▸ TASK BRIEF
Look at every line below and count those containing "miniconda". Answer with the number only.

----

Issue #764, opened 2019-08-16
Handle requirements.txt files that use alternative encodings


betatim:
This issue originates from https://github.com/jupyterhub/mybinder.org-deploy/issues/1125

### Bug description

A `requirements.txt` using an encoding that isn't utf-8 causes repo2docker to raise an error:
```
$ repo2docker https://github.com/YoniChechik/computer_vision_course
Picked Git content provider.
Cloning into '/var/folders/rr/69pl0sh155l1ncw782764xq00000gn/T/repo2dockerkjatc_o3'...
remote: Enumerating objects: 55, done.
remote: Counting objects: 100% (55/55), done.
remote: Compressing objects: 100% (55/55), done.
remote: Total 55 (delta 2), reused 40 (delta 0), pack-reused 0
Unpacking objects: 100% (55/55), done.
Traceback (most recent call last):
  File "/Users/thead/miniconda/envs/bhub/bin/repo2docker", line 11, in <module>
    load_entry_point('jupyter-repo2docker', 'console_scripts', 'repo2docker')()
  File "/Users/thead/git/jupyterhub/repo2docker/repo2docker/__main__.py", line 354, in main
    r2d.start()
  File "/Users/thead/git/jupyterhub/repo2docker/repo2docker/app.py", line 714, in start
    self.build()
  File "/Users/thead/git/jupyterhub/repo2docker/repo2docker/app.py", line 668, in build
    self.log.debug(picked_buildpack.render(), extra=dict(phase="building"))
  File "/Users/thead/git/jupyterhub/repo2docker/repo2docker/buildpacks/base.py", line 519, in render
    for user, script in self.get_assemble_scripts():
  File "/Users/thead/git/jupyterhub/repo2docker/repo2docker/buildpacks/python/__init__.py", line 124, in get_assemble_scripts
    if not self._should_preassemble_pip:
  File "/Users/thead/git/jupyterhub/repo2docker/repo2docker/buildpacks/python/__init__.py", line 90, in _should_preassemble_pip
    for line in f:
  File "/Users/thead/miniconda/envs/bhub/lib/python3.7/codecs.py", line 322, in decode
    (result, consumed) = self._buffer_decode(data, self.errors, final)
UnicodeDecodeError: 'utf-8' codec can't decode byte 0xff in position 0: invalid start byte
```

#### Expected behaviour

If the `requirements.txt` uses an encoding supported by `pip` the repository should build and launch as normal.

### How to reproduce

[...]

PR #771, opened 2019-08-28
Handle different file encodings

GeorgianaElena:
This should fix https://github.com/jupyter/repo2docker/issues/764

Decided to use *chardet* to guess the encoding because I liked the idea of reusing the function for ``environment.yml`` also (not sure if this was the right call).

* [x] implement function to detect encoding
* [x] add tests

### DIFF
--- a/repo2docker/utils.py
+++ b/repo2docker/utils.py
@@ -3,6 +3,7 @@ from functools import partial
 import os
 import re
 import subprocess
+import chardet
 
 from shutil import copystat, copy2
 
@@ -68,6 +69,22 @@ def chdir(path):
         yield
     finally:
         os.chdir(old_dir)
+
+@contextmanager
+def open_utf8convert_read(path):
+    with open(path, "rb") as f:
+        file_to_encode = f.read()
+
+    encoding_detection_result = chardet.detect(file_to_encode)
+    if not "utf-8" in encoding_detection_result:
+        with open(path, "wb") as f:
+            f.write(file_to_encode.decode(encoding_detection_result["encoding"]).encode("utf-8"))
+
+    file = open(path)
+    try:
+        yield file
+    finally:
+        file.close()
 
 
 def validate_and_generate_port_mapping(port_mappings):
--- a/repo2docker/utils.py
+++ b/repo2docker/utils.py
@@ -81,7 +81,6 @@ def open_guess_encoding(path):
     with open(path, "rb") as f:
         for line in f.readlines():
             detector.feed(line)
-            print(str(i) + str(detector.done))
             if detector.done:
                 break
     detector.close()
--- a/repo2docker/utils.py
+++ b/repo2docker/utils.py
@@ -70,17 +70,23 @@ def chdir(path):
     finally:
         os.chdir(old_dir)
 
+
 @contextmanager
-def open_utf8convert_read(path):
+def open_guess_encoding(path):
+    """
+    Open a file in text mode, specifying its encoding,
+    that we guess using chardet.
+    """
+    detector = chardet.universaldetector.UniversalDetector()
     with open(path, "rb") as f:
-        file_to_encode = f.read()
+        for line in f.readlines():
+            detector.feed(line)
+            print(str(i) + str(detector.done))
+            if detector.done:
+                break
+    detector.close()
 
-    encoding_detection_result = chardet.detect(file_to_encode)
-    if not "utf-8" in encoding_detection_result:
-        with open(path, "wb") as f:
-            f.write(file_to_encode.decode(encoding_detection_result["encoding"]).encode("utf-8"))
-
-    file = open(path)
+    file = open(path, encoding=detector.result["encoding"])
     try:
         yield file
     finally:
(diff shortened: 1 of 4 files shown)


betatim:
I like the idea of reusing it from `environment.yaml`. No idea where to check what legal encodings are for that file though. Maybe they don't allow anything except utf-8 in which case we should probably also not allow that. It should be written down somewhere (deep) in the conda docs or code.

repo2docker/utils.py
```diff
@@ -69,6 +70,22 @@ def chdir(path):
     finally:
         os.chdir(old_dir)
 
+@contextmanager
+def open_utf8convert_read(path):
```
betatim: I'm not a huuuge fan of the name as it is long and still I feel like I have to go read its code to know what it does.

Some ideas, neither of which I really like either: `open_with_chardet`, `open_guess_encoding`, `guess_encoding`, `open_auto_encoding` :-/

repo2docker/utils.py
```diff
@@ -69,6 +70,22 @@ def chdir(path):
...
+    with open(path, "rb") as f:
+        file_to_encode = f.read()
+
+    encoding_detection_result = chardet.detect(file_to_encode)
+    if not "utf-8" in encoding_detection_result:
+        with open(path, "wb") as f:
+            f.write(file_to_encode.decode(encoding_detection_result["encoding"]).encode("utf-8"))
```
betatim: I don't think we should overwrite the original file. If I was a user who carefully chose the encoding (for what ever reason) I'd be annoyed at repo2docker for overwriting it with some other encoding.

----

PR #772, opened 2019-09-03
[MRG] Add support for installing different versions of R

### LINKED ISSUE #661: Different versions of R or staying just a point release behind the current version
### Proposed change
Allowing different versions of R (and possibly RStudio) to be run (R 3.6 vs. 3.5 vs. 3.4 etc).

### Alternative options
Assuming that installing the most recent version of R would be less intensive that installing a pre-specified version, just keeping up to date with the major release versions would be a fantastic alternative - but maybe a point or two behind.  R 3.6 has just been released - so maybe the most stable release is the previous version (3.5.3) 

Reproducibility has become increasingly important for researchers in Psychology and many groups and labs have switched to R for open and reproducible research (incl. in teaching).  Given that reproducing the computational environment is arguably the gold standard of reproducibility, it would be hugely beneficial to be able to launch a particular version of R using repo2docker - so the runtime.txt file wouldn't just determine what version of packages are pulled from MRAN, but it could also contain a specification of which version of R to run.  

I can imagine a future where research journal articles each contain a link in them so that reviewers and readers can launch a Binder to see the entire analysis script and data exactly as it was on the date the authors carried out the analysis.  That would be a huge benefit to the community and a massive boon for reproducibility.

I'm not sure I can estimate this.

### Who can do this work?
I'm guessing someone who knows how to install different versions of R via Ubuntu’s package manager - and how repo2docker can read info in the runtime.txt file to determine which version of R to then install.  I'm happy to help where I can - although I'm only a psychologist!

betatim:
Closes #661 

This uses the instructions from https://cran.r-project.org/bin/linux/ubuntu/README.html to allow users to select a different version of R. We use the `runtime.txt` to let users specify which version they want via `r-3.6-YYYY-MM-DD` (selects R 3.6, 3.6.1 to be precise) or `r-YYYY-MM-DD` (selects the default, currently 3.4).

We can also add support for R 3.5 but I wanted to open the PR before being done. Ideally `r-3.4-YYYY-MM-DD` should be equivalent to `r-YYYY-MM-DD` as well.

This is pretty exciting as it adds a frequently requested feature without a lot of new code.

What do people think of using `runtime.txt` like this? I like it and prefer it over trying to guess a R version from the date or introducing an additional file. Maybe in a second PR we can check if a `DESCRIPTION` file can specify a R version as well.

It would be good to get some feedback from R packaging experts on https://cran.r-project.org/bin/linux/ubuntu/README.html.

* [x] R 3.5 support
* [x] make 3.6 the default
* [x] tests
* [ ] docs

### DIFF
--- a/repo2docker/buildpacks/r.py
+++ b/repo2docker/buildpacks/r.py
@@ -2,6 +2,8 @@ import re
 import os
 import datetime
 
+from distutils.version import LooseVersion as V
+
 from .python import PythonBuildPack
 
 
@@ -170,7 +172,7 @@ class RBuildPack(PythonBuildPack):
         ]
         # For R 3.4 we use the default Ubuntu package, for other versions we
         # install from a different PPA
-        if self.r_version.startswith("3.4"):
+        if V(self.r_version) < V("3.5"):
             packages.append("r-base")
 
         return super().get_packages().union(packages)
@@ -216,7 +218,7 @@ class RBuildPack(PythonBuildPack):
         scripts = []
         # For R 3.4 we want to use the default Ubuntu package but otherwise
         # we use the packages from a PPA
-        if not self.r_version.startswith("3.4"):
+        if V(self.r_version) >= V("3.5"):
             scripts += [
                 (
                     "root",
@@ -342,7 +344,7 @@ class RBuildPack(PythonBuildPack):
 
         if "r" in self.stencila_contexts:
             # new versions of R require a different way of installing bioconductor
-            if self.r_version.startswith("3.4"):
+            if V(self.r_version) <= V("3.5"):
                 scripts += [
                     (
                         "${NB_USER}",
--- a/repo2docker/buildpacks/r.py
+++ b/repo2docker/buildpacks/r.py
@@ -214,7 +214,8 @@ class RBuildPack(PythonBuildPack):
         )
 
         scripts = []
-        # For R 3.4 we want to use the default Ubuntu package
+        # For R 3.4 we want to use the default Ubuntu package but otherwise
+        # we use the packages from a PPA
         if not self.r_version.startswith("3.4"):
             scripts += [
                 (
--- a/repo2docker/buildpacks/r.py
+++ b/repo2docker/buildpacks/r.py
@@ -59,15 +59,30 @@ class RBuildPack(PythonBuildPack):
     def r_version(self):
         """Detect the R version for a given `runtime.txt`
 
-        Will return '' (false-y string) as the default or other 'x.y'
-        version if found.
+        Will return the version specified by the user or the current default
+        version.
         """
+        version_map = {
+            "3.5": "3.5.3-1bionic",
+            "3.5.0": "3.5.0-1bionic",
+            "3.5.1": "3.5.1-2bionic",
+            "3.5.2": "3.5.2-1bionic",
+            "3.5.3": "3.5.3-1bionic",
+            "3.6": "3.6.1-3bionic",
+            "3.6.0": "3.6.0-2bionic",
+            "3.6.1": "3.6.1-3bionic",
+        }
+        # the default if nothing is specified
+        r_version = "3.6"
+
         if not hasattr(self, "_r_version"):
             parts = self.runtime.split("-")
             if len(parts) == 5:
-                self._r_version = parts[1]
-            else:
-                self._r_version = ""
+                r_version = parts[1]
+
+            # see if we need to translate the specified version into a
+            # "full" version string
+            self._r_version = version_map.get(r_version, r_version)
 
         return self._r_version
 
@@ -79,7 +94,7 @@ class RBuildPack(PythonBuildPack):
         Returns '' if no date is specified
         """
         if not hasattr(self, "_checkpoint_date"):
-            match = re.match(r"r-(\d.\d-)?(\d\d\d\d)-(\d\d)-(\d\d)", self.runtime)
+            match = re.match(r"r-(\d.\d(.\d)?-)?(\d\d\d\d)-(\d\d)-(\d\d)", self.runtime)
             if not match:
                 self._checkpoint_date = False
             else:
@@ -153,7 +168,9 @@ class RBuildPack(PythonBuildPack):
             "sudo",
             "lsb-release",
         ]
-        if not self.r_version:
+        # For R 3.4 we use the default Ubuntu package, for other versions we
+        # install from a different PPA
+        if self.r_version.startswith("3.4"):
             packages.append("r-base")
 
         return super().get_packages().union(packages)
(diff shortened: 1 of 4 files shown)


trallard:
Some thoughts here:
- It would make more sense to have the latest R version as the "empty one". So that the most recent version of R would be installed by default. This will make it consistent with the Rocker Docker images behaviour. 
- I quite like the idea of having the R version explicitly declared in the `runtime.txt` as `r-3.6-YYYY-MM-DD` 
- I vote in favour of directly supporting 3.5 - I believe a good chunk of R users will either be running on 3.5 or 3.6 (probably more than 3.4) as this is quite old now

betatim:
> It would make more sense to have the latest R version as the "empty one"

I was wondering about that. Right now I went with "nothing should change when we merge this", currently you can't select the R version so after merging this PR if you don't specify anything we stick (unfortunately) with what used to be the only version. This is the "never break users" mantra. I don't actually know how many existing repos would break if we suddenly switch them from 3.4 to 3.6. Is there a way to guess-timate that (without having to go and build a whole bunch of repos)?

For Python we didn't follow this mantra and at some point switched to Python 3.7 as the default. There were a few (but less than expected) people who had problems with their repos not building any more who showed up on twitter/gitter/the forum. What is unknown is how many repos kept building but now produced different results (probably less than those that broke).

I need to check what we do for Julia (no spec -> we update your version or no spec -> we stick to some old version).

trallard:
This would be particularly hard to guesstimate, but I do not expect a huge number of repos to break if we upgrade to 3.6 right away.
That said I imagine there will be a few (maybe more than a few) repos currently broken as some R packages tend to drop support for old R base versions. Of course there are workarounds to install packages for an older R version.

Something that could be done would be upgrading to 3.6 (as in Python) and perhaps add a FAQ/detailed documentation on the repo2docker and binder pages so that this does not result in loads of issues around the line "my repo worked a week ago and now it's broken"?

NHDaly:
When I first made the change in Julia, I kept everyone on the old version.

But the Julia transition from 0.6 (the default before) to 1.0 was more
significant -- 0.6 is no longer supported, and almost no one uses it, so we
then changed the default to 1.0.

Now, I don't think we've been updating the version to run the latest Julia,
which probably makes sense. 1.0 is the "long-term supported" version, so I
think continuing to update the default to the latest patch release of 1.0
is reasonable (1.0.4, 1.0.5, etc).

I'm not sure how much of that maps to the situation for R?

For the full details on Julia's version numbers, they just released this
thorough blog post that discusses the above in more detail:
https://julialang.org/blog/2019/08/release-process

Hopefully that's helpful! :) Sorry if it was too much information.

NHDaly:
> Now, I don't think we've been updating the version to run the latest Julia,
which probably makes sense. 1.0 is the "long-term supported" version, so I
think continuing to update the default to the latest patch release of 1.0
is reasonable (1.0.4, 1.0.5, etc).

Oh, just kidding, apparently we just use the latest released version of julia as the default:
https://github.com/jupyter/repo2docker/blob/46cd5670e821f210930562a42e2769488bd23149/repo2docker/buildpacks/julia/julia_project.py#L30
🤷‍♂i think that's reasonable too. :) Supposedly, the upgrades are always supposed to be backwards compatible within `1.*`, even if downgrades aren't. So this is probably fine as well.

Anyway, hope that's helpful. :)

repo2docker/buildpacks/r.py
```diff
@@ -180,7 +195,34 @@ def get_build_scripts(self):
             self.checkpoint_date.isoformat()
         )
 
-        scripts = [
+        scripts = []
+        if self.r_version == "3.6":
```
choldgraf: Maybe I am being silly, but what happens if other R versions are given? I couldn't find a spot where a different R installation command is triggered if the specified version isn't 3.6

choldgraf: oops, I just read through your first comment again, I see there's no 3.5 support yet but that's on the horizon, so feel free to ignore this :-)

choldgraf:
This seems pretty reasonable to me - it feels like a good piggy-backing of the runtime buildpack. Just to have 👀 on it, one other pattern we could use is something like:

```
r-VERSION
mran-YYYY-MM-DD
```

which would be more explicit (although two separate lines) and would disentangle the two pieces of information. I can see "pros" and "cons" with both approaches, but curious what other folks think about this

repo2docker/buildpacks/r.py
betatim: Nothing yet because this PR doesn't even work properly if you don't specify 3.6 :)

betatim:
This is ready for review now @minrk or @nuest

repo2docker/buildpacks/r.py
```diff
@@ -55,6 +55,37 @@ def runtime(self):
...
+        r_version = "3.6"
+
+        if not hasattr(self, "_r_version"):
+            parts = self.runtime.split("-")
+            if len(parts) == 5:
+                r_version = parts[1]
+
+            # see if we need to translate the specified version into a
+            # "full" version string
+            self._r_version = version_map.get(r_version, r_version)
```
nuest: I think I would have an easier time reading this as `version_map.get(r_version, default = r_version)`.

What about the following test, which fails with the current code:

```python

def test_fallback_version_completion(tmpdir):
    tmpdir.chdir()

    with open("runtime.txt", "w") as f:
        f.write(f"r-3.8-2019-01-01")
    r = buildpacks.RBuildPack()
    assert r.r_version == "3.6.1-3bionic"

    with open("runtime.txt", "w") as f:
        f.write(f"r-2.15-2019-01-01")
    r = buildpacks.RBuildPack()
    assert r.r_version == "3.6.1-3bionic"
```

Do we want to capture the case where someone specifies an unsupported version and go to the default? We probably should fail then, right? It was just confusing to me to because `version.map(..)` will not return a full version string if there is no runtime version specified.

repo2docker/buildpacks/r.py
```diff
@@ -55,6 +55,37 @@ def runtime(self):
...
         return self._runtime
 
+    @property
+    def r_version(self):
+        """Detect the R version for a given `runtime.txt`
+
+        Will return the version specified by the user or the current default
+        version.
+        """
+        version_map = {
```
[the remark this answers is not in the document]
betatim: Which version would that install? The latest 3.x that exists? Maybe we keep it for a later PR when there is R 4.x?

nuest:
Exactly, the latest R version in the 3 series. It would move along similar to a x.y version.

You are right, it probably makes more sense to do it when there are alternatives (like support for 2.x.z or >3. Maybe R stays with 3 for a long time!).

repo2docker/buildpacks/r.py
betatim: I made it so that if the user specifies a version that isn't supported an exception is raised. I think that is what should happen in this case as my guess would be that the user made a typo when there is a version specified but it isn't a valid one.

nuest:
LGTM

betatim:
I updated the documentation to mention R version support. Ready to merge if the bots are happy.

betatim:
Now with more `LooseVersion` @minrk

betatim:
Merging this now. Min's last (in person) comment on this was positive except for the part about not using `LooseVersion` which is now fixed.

----

▸ RESPONSE BOX
2